I feel you guys. I've only been out 3 times in 2013. 4 kids oldest is 9, youngest is 5. Yeah I know I was busy. Wife is cool about fishing but work is booming. Plus my yard is huge and has steep hills. Last Saturday I worked on mowing and weedwachin for 9 hours. Didn't get it all done. Thank god ill only be 40 when my youngest is 18. Giveaway me a little hope. Good luck to everyone. I hope you get out soon.

posted using Outdoor Hub Campfire


----------



## REG (Oct 25, 2002)

fishinDon said:


> Kids are still small here too, so it'll be a while before nest is empty. It is one of my primary considerations for staying in shape. I still want to be able to wade all day when I'm retired!
> 
> Oh yeah, and Canada is coming up quick, hopefully find a brookie or two, can't wait!
> Don


How was Canada, Don?


----------



## fishinDon (May 23, 2002)

REG said:


> How was Canada, Don?


Really good. Never seem to find time for reports anymore...We caught everything we fished for in large numbers, including brook trout and splake. We didn't catch any whoppers though. 17" was my biggest brookie. Lots of fish in the 14-17" range.




























22" was my biggest splake. My buddy caught most of the splake and bigger:










We caught Walleye like they were pan fish, and it didn't matter if it was morning, noon or night; Pike till our arms got tired - my biggest was 36"; a few smallmouth and even perch (mostly on pike lures). 










A big thanks to everyone on the forums that I spoke with prior to my trip. Every little bit of info helped!
Don


----------



## fishinlk (Apr 14, 2000)

WOW great pics Don! congrats on a great trip.


----------



## REG (Oct 25, 2002)

Nice Don! The mixed bag of fish you guys got into would be hard to beat.


----------



## troutguy26 (Apr 28, 2011)

Very nice fish! Looks like some cool country in the background also.


----------



## REG (Oct 25, 2002)

Hey Don (and other brook trout affectionados), have you seen this one?

http://www.brooktrout.ca/manitoba-record-brook-trout.htm

Two words- Road trip!


----------



## mondrella (Dec 27, 2001)

Son looks like a great trip.
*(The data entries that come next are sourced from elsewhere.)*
Issue #3566, opened 2026-09-12
Bundled npm in the macOS app is shipped without its own node_modules, so every plugin install fails with Cannot find module 'proc-log'


itizarsa:
## Summary

The npm copied into the macOS app bundle at
`bb.app/Contents/Resources/app.asar.unpacked/node_modules/npm` is missing its
`node_modules/` directory entirely. npm therefore throws before it can do any
work, and every plugin install that shells out to it fails with exit code 7.

## Environment

- bb 0.43.0 (desktop app, macOS, Darwin 25.6.0, arm64)
- Bundled npm: 11.16.0
- Electron Node: v24.15.0

## Reproduction

1. Install bb 0.43.0 on macOS.
2. Install any plugin from the Extensions UI.
3. The install fails with `npm install failed (exit 7)` and a `MODULE_NOT_FOUND`
   stack ending in `npm/lib/cli/exit-handler.js`.

The same failure reproduces without bb by invoking the bundled npm directly:

```
$ node /Applications/bb.app/Contents/Resources/app.asar.unpacked/node_modules/npm/bin/npm-cli.js --version
/Applications/bb.app/Contents/Resources/app.asar.unpacked/node_modules/npm/lib/cli/validate-engines.js:25
    throw err
    ^

Error: Cannot find module 'proc-log'
```

## Cause

`exit-handler.js:1` is `require('proc-log')`. npm ships its dependencies in its
own nested `node_modules/`, but that directory is absent from the bundle:

```
$ ls /Applications/bb.app/Contents/Resources/app.asar.unpacked/node_modules/npm/
bin/  docs/  lib/  man/  LICENSE  index.js  package.json
```

`npm/node_modules/` does not exist, and `proc-log` is not hoisted into the
sibling `app.asar.unpacked/node_modules/` either (95 entries, none of them
npm's dependencies). This looks like a packaging filter that walks into `npm/`
and drops nested `node_modules`, rather than a missing `asarUnpack` rule —
`lib/` and `bin/` made it through intact.

## Impact

No plugin can be installed on a fresh 0.43.0 macOS install. The failure is not
specific to any plugin, and the surfaced error points at npm internals rather
than the actual cause, which makes it hard to diagnose from the UI.

## Workaround

Replace the bundled npm with a working one (breaks the code signature and is
undone by the next update):

```bash
cd /Applications/bb.app/Contents/Resources/app.asar.unpacked/node_modules
mv npm npm.broken
[...]

Issue #3118, opened 2026-09-05
macOS desktop 0.42.0: missing README.md makes daemon auto-update return HTTP 500


ben-vargas:
## Summary

After upgrading a two-Mac setup to bb Desktop 0.42.0, the enrolled execution machine remained offline with `Needs update · daemon protocol 176 · server protocol 180`, even though both desktop apps were already updated. The primary desktop server's `/install/bb-app.tgz` endpoint returns HTTP 500 because host-package generation tries to copy a `README.md` missing from the installed application. The enrolled daemon should download the matching package, restart, and reconnect automatically.

## Versions and environment

- Primary: bb Desktop **0.42.0**, `/Applications/bb.app`, macOS **26.6.2 (25G83)**, arm64; server protocol **180**.
- Enrolled machine: bb Desktop **0.42.0**, macOS **27.0 (26A5425a)**, arm64; separate launchd-managed `bb-app` daemon still at **0.41.0**, protocol **176**.
- Daemon runtime: Node **24.14.0**, npm **11.9.0**.
- Existing enrollment uses `host-daemon --auto-update`, a private npm prefix under `~/.bb-machines/<server>/npm`, and its original pairing/configuration.
- The local desktop targets the primary's custom HTTPS URL over Tailscale, on port **38886**. The enrolled daemon listens locally on **38888**.
- No provider-specific operation is needed to reproduce this.
- Live reproduction used installed release binaries. Source inspection used commit [`7d5de7301544de3073996b4f8a8c33b311ecb2db`](https://github.com/get-bb/bb/commit/7d5de7301544de3073996b4f8a8c33b311ecb2db); a source-built server was not tested.

## Steps to reproduce

The smallest reproduced failure is the download endpoint on the running macOS desktop server; a second machine is not needed to exercise that failure.

1. Run the installed macOS bb Desktop 0.42.0 application as a server.
2. Set `BB_REPRO_SERVER` to that server's reachable URL. For the observed setup this was an existing Tailscale HTTPS URL:

   ```sh
   BB_REPRO_SERVER='https://YOUR-PRIMARY.YOUR-TAILNET.ts.net:38886'
   curl -sS -i "$BB_REPRO_SERVER/install/version"
   curl -sS -i "$BB_REPRO_SERVER/install/bb-app.tgz"
   ```

3. Observe a successful version response followed by HTTP 500 for the package download.
4. On the primary Mac, check the expected source file:

   ```sh
[...]

PR #3914, opened 2026-09-18
Use the bundled npm and npx for server-side package-manager calls

### LINKED ISSUE #3773: macOS Desktop 0.43.1: /install/bb-app.tgz returns HTTP 500 with spawn npm ENOENT, blocking Modal provisioning
## Summary

Creating a thread with a Modal sandbox from bb Desktop 0.43.1 fails during `bb machine setup` because the server's `/install/bb-app.tgz` endpoint returns HTTP 500. The server log records `spawn npm ENOENT` while generating the host artifact. I expected the sandbox to download the matching bb daemon package and complete provisioning.

## Versions and environment

- bb Desktop **0.43.1**, installed at `/Applications/bb.app`
- macOS **15.2** (24C101), arm64
- Bundled `environment-modal-sandbox` plugin 0.1.0
- Default server port `38886` and data directory `~/.bb`
- bb Connect enabled; the local and public routes reproduce identically
- BB launched normally as a macOS desktop application
- Server process PATH: `/usr/bin:/bin:/usr/sbin:/sbin`
- Homebrew npm: `/opt/homebrew/bin/npm`
- Tested release tag: `desktop-v0.43.1`, commit `267938526dfcbc0edb228ce827b5bec202c1af97`

## Steps to reproduce

The artifact endpoint is the smallest reproduction and does not require allocating Modal compute.

1. Launch bb Desktop normally on macOS.
2. Confirm the installed server version:

   ```sh
   curl -sS http://127.0.0.1:38886/install/version
   ```

3. Request the host artifact:

   ```sh
   curl -sS \
     --output /tmp/bb-app.tgz \
     --write-out '%{http_code}\n' \
     http://127.0.0.1:38886/install/bb-app.tgz
   ```

4. Inspect the new entries in `~/.bb/logs/server-stdio.log`.

To observe the product impact:

1. Configure the bundled Modal sandbox plugin with valid credentials.
2. Create a thread using the Modal sandbox environment.
3. Provisioning reaches `bb machine setup` and fails while downloading `/install/bb-app.tgz`.

## Expected vs actual

Expected:

```text
/install/bb-app.tgz returns HTTP 200 with the server-matched bb host artifact.
The Modal machine installs the artifact, connects to BB, and thread provisioning continues.
```

Actual version and account checks:

```text
$ bb --version
0.43.1

$ curl -sS http://127.0.0.1:38886/install/version
{"version":"0.43.1","protocolVersion":207}

$ bb modal account inspect --json
{"available":true,"message":"Connected to Modal (bb-sandboxes)"}
```

Actual artifact response:

```text
$ curl -sS \
    --output /tmp/bb-app.tgz \
    --write-out '%{http_code}\n' \
    http://127.0.0.1:38886/install/bb-app.tgz
500

$ cat /tmp/bb-app.tgz
{"code":"internal_error","message":"Internal server error"}
```

The same request through the account's public `*.getbb.app` route also returns HTTP 500.

Modal provisioning reports:

```text
Machine bootstrap command failed:

  bb machine setup

✗ Could not download the server's bb-app package from
  https://<account>.getbb.app/install/bb-app.tgz (HTTP 500).
```

## Evidence

Two requests made at 2026-09-16 12:43:34 UTC—one against localhost and one through bb Connect—produced matching server errors:

```text
[07:43:34] ERROR: [server] Unhandled server error
    err: {
      "type": "Error",
      "message": "spawn npm ENOENT",
      "stack":
          Error: spawn npm ENOENT
              at ChildProcess._handle.onexit (node:internal/child_process:287:19)
              at onErrorNT (node:internal/child_process:508:16)
              at process.processTicksAndRejections (node:internal/process/task_queues:90:21)
      "errno": -2,
      "code": "ENOENT",
      "syscall": "spawn npm",
      "path": "npm",
      "spawnargs": [
        "pack",
        "--pack-destination",
        "/Users/<user>/.bb/install-cache"
      ],
      "cmd": "npm pack --pack-destination /Users/<user>/.bb/install-cache",
      "stdout": "",
      "stderr": ""
    }
```

The running server is the installed desktop binary:

```text
/Applications/bb.app/Contents/MacOS/bb
/Applications/bb.app/Contents/Resources/app.asar.unpacked/node_modules/bb-app/server/dist/index.js
```

Its environment contains:

```text
PATH=/usr/bin:/bin:/usr/sbin:/sbin
```

The application ships a functional npm 11.16.0. Invoking it directly works even with an empty PATH:

```sh
PATH='' ELECTRON_RUN_AS_NODE=1 \
  /Applications/bb.app/Contents/MacOS/bb \
  /Applications/bb.app/Contents/Resources/app.asar.unpacked/node_modules/npm/bin/npm-cli.js \
  --version
```

```text
11.16.0
```

### Cause hypothesis

This is separate from the observed reproduction, but the release code strongly supports it.

The artifact builder passes bare `"npm"` to its command runner:

https://github.com/get-bb/bb/blob/267938526dfcbc0edb228ce827b5bec202c1af97/apps/server/src/services/install/bb-app-artifact.ts#L269-L274

The default runner passes that command directly to `execFile`, requiring `npm` to be on the desktop server's PATH:

https://github.com/get-bb/bb/blob/267938526dfcbc0edb228ce827b5bec202c1af97/apps/server/src/services/install/bb-app-artifact.ts#L66-L75

The desktop application already ships a working npm, but this artifact-generation path does not resolve or invoke it.

Investigation thread: https://whiny.getbb.app/threads/thr_t5qimadvke

## What you ruled out

- Not invalid Modal credentials: `bb modal account inspect --json` succeeds.
- Not Modal image construction: the failure occurs while downloading BB's daemon artifact during bootstrap.
- Not bb Connect or external reachability: localhost and the public `*.getbb.app` route fail identically.
- Not a transient HTTP failure: the endpoint reproduces consistently and logs a matching exception for every request.
- Not #3118: that issue involved a missing `README.md`; this release logs `spawn npm ENOENT`.
- Not #3566: that issue involved missing dependencies inside bundled npm; the bundled npm in 0.43.1 executes successfully when addressed directly.
- Not a source checkout: reproduction uses the unmodified official Desktop 0.43.1 application.
- Searched open and closed issues and pull requests for `spawn npm ENOENT`, `bb-app.tgz`, Modal sandbox provisioning, npm PATH, and machine setup. No issue with this root cause was found.

High — blocks Modal sandbox provisioning and potentially other fresh machine enrollment from affected macOS desktop installations launched with the normal GUI PATH. There is no supported user-facing workaround and the failure is surfaced only as HTTP 500. Effort is likely Low because the application already bundles a functioning npm and has existing code paths that resolve it explicitly.

> AGENT GENERATED

ymichael:
## What was wrong

A macOS Desktop server launched from Finder inherits `PATH=/usr/bin:/bin:/usr/sbin:/sbin`. Three server-side code paths resolved a package manager through that PATH instead of the npm that bb already bundles, so each failed with `ENOENT` on any machine without Node on the system PATH — which is exactly the population bb bundles npm for.

`bb-app-artifact.ts` passed a bare `"npm"` to `execFile`, so `GET /install/bb-app.tgz` threw `spawn npm ENOENT` and returned HTTP 500, blocking `bb machine setup` for Modal sandboxes and every other fresh machine enrollment (#3773). `server-move/full-artifact.ts` carried `runPackCommand`, a byte-for-byte copy of the same PATH-dependent runner, so a server move failed the same way while packing the full bb-app. `skills/registry-skill-install.ts` spawned bare `npx` and failed with `spawn npx ENOENT`.

## What changed

- `apps/server/src/services/install/bb-app-artifact.ts` — `defaultCommandRunner` resolves the bundled npm CLI and runs it under `process.execPath`, dropping inherited npm script-policy env. This matches `runInstallCommand` in the plugin install service, which already used this pattern. Exported so the one runner can be shared.
- `apps/server/src/services/server-move/full-artifact.ts` — deleted the duplicate `runPackCommand`; `createFullBbAppArtifactService` now defaults `commandRunner` to the shared runner, matching `createBbAppArtifactService`. `environment.ts` no longer wires one explicitly.
- `apps/server/src/services/skills/registry-skill-install.ts` — runs the bundled `npx-cli.js` under `process.execPath` and forwards `ELECTRON_RUN_AS_NODE` through the env allowlist so it works when the server runs under Electron.
- `packages/plugin-build/src/npm-cli.ts` — added `resolveBundledNpxCli` beside the npm resolver; renamed `resolvePluginNpmCli` to `resolveBundledNpmCli` now that it serves more than plugin installs (5 call sites updated).

No wire, CLI, or configuration changes, so no `HOST_DAEMON_PROTOCOL_VERSION` bump.

Deliberately unchanged: `provider-maintenance-kit.ts` (`npmCommand()` installs provider CLIs into the *user's* global prefix and renders a copy-pasteable command; provider processes get a login-shell PATH), `host-daemon/protocol-self-update.ts` (installs into the machine's npm prefix, already prepends `dirname(process.execPath)`), `apps/cli` (runs in the user's terminal against their project), and `install-machine.sh` (runs on the target machine). These need the user's npm by design.

## How you verified

Tests (each verified to fail before the fix and pass after):

- `apps/server/test/app/bb-app-artifact.test.ts` — builds a real artifact with `PATH=""`. Without the fix: `Error: spawn npm ENOENT`.
- `apps/server/test/server-move/full-artifact.test.ts` — same, through `createFullBbAppArtifactService` and its production default runner.
- `apps/server/test/skills/registry-skill-install.test.ts` — asserts the spawned command is `process.execPath` with an existing `npx-cli.js` and a forwarded `ELECTRON_RUN_AS_NODE`. Without the fix: `expected 'npx' to be '/…/node'`.

Suites: `pnpm exec turbo run typecheck lint test --filter='...[origin/main]'` — 97 tasks, all green except one pre-existing parallel-load flake in `bb-plugin-provider-codex` (`cancels an open SSE body after a terminal failure event`), which passes on its own re-run. `@bb/server` 2980 pass, `@bb/plugin-build` 139 pass.

End-to-end against a real packaged install (`npm pack` + `npm install -g --prefix`), running the server under Electron with `ELECTRON_RUN_AS_NODE=1` and `PATH=/usr/bin:/bin:/usr/sbin:/sbin`:

- `GET /install/bb-app.tgz` — pre-fix HTTP 500 reproducing the issue's log verbatim (`"message": "spawn npm ENOENT"`, `spawnargs: ["pack","--pack-destination",…]`); post-fix HTTP 200, byte-identical artifact (`sha256=779a2b46…`) across node/Electron hosts and restricted/full PATH. The downloaded artifact installs and runs (`bb --version` → `0.43.1`).
- `bb machine setup` over the network onto a second Mac — `✓ Downloaded the server's bb-app package` → `✓ Installed` → `✓ Joined successfully` → `● bb machine is ready`.
- A real `bb server move` to that machine — the `Packing bb 0.43.1` step produced `bb-app-full-0.43.1-9fd32ebe….tgz` (47 MB) with no npm on PATH, and the target downloaded, installed, and took over.

Known gap, pre-existing and not a regression: registry skill install now gets past `spawn npx ENOENT` and runs the bundled npx, but the third-party `skills` CLI it fetches carries `#!/usr/bin/env node`, so on a bare PATH it fails one step later with `env: node: No such file or directory`. That is #2343 (the packaged login-shell PATH probe timing out), plus a residual gap for users with no Node at all. Left for a follow-up.

Fixes #3773

> AGENT GENERATED


ymichael:
Added a third commit after reviewing how #3566 broke 0.43.0.

That release shipped bundled npm without its nested `node_modules` because electron-builder dropped it, and it got through because source builds and the bb-app tarball smoke both passed — packaging was the only broken mode. The `afterPack` gate added by #3590 (`smoke-packaged-npm.mjs`) exists to stop exactly that, but it only resolved and ran `bin/npm-cli.js`. This branch adds a runtime dependency on `bin/npx-cli.js`, which had no packaging coverage.

`a0076e5e` resolves both CLIs through `insideArtifact` (realpath + containment, so a missing file fails the gate) and runs `npx --version` through the packaged Electron with an empty PATH, mirroring the npm check. It also adds a missing-file check for `npm-cli.js`, which was previously only path-joined.

Verified against the installed signed release:

- gate passes — `Packaged npm 11.16.0: 65 direct dependencies, 144 bundled packages, 348 CJS/ESM dependency edges; offline plugin dependency install/update passed with Electron 41.7.0 (Node 24.15.0) and empty PATH; packaged resources unchanged.`
- negative control — pointing `npxCli` at a non-existent filename fails the gate with `ENOENT: no such file or directory, realpath .../npm/bin/npx-cli-MISSING.js`
- both bundled CLIs run standalone under the release Electron with `PATH=""`: `npm-cli.js --version` and `npx-cli.js --version` each print `11.16.0`

Caveat worth stating plainly: the end-to-end validation in the PR description used `npm pack` + `npm install -g`, which is the same mode that stayed green while #3566 was broken. A real `turbo run package --filter=@bb/desktop` has not been run on this branch; the gate above is what would catch a packaging regression.

> AGENT GENERATED

ymichael:
Ran the real packaging, closing the gap I flagged above.

`CSC_IDENTITY_AUTO_DISCOVERY=false pnpm exec turbo run package --filter=@bb/desktop` — **51/51 tasks passed**. The `afterPack` gate ran against the freshly built artifact with the Electron that will actually ship:

```
Packaged npm 11.16.0: 65 direct dependencies, 144 bundled packages, 348 CJS/ESM
dependency edges; offline plugin dependency install/update passed with
Electron 44.3.0 (Node 24.20.0) and empty PATH; packaged resources unchanged.
```

Then drove the packaged app itself. Ran its server as Desktop does — `ELECTRON_RUN_AS_NODE=1`, `PATH=/usr/bin:/bin:/usr/sbin:/sbin` — straight out of `release/mac-arm64/bb.app`:

- `GET /install/bb-app.tgz` → **HTTP 200**, 1275210 bytes, `sha256=8b32ecb3…` matching the `x-bb-artifact-sha256` header, 45 entries, zero `spawn npm ENOENT` in the logs. (45 rather than 46 because the packaged app omits `README.md` — the #3118 case, handled.)
- Bundled CLIs in the fresh package, run under empty PATH through the packaged Electron: `npm-cli.js --version` → `11.16.0`, `npx-cli.js --version` → `11.16.0`.
- `npm/node_modules` has its full 118 entries and `bin/` contains `npx-cli.js`, so the #3590 file set survives with this branch applied.
- Registry skill install on the packaged server now fails with `env: node: No such file or directory` rather than `spawn npx ENOENT`, confirming the npx fix takes effect in the packaged app and that the residual gap is only the documented third-party `#!/usr/bin/env node` shebang (#2343 territory).

This was the mode that let #3566 ship — source builds and the tarball smoke passed while packaging was broken. It is now exercised directly.

> AGENT GENERATED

There is nothing like big brook trout!

Reg that looks like a road trip worth the time!


----------



## fishinDon (May 23, 2002)

REG said:


> Hey Don (and other brook trout affectionados), have you seen this one?
> 
> http://www.brooktrout.ca/manitoba-record-brook-trout.htm
> 
> Two words- Road trip!


My My!! That fish could eat all the ones I was excited about catching!


----------



## toto (Feb 16, 2000)

Oh man, one of these days a brookie trip like that is on my bucket list. I've talked to a couple of guys about doing it, one day......


----------



## REG (Oct 25, 2002)

So many places....so little time and money.....

MB has all sorts of cool trout lakes- Besides brook/brown/rainbow/lakers, they have splake, tiger trout, artic char and sparr.

Heck, when I saw sparr, I didn't know what heck that was (Speck/Artic Charr hybrid).

Tiger trout are cool looking.


----------